While it seemed like the trendy opinion to lambast Sam Raimi's final chapter, 2007's unjustly maligned "Spider-Man 3," for villain overload, it actually made logical sense for Peter Parker's personal journey, and it all felt succinctly paced and adeptly structured. That's largely the case here, too, but some of the villains are better handled than others and one thread is too rushed to make the impact it intends. Played by a mannered, stammering Jamie Foxx with a comb-over, Max Dillon is first introduced as a dweebish Spider-Man fanatic, much like Jim Carrey's portrayal of The Riddler in "Batman Forever." Once the actor morphs into the maniacal Electro, Foxx is more convincingly tragic and even intimidating with his glowing computer-generated face. Dane DeHaan is compulsively watchable and fiercely snaky as Harry, and with Garfield, they fill in the blanks of a history and former friendship that we never see like we did with James Franco and Tobey Maguire. He also has a gnarly transformation into Green Goblin. Solely functioning as a third but cameo-sized bad guy in the bookending scenes, Paul Giamatti seems to be having a blast, running buck-wild with a hammy Russian accent as the blustery Rhino.
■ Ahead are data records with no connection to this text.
PR #3669, opened 2025-09-19
Handle all exceptions inside intel_openvino

akodanka:
Google's coding guidlines discourage usage of exceptions. This change handles exceptions within the intel_openvino libraries.

### DIFF
--- a/litert/vendors/intel_openvino/dispatch/BUILD
+++ b/litert/vendors/intel_openvino/dispatch/BUILD
@@ -34,7 +34,6 @@ litert_dynamic_lib(
     ],
     copts = [
         "-Os",
-        "-fno-exceptions",
         "-fno-unwind-tables",
         "-fno-asynchronous-unwind-tables",
         "-ffunction-sections",
--- a/litert/vendors/intel_openvino/dispatch/dispatch_api.cc
+++ b/litert/vendors/intel_openvino/dispatch/dispatch_api.cc
@@ -75,13 +75,18 @@ LiteRtStatus DispatchGetCapabilities(int* capabilities) {
 // error.
 LiteRtStatus DispatchDeviceContextCreate(
     LiteRtDispatchDeviceContext* device_context) {
-  if (auto context = LiteRtDispatchDeviceContextT::Create(); context) {
-    *device_context = context->release();
-    return kLiteRtStatusOk;
-  } else {
-    LITERT_LOG(LITERT_ERROR, "Failed to create device context: %s",
-               context.Error().Message().c_str());
-    return context.Error().Status();
+  try {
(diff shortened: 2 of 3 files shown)


litert/vendors/intel_openvino/dispatch/BUILD
```diff
@@ -34,7 +34,6 @@ litert_dynamic_lib(
     ],
     copts = [
         "-Os",
-        "-fno-exceptions",
```
MatthiasKreileder, line 37: Thanks, please add `"-fexceptions",` to the `copts` of the targets under `litert/vendors/intel_openvino/...` so that for the google-internal build exceptions are enabled.

litert/vendors/intel_openvino/dispatch/dispatch_api.cc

On paper, the plot would seem hectic and rather unwieldy, but it is always accelerating, even when it digresses. Once all the juggled threads fall into place, it's satisfyingly woven. (Scrapping the scenes with Shailene Woodley as Mary Jane Watson was probably for the best.) The climactic moment makes a boldly dramatic move that rings true in its depiction of the fragility of life and puts a lot more at stake for the next installment. If there's any real letdown, it's that the filmmakers end the film and then tack on one more action sequence, a throwaway tease, just as 141 minutes start to feel like 141 minutes. Aside from some of the action spectacle too often resembling the film's video-game tie-in, technical merits are seamless across the board. Though the stylistic flourish has been overexposed since "The Matrix," slo-mo bullet time is quite cool and sparingly used in a set-piece of Electro's attack on Times Square. Hans Zimmer's music score is propulsive, augmented by The Magnificent Six's (including Johnny Marr, Pharrell Williams, and Junkie XL) electronic remixing of Max's angry internal monologue when he is reborn as Electro. Despite feeling a bite of Spidey fatigue, "The Amazing Spider-Man 2" is a fun, frequently moving experience in its own right and, finally, a fresher start if it has to exist as "the next big thing."